By E.J. Smith | Help

FreeDigitalPhotos10097580editMy husband and I were driving down the road  on a particularly gorgeous Texas winter evening.  I guess I’d gone quiet—I didn’t notice—so my husband gently queried, “Whatcha’ thinking?”

I didn’t waste any time with context… I dove right in:  “You know what I think frustrates me more than anything about people trying to fix their marriages,” I asked rhetorically, “Half the folks I talk to are trying to restore something that was never there to begin with!  You can’t fix a broken vase if what you had to begin with wasn’t a vase…

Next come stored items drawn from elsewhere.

PR #2132, opened 2026-04-29
fix: pin thinking.display='summarized' for Opus 4.7

andrebrov:
## Summary
The Claude Agent SDK default for \`thinking.display\` flipped to \`'omitted'\` in Opus 4.7, which silences thinking blocks in transcripts and observer output. Pin to \`'summarized'\` so the SDK's thinking summary remains visible when the model uses extended thinking, regardless of which Claude model is in flight.

## Files
- \`container/agent-runner/src/providers/claude.ts\` — 4-line addition to the \`query\` options.

## Test plan
- [x] \`pnpm exec tsc -p container/agent-runner/tsconfig.json --noEmit\` clean
- [ ] Manual: run an Opus 4.7 turn that uses extended thinking → confirm summarized thinking appears in transcript / observer

### DIFF
--- a/container/agent-runner/src/providers/claude.ts
+++ b/container/agent-runner/src/providers/claude.ts
@@ -284,6 +284,10 @@ export class ClaudeProvider implements AgentProvider {
         allowDangerouslySkipPermissions: true,
         settingSources: ['project', 'user'],
         mcpServers: this.mcpServers,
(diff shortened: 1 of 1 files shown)


gavrielc:
@andrebrov I tend to agree that omitted isn't ideal but this is an opinionated change that isn't ideal for upstream but more suited to individual users forks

You can’t really be a better husband, if you were never really a husband to begin with.  You can’t really be a better wife, if you were never really a wife to begin with.   That’s like looking at the remains of a house that’s been burnt down and saying to the contractor, “I think we’ll start by putting on a better roof.”

Nouns State the Obvious.  Verbs Take Action.

The terms husband, wife, spouse, and partner are not just terms used for social status and updating your “life events” on social media or filing your tax returns.   These terms connote a certain set of actions.  Simply stated, the words husband and wife in healthy relationships are verbs rather than nouns.

With this in mind, I want you to think about your marriage and ask yourself: 

Do you husband?  Do you wife? Do you partner?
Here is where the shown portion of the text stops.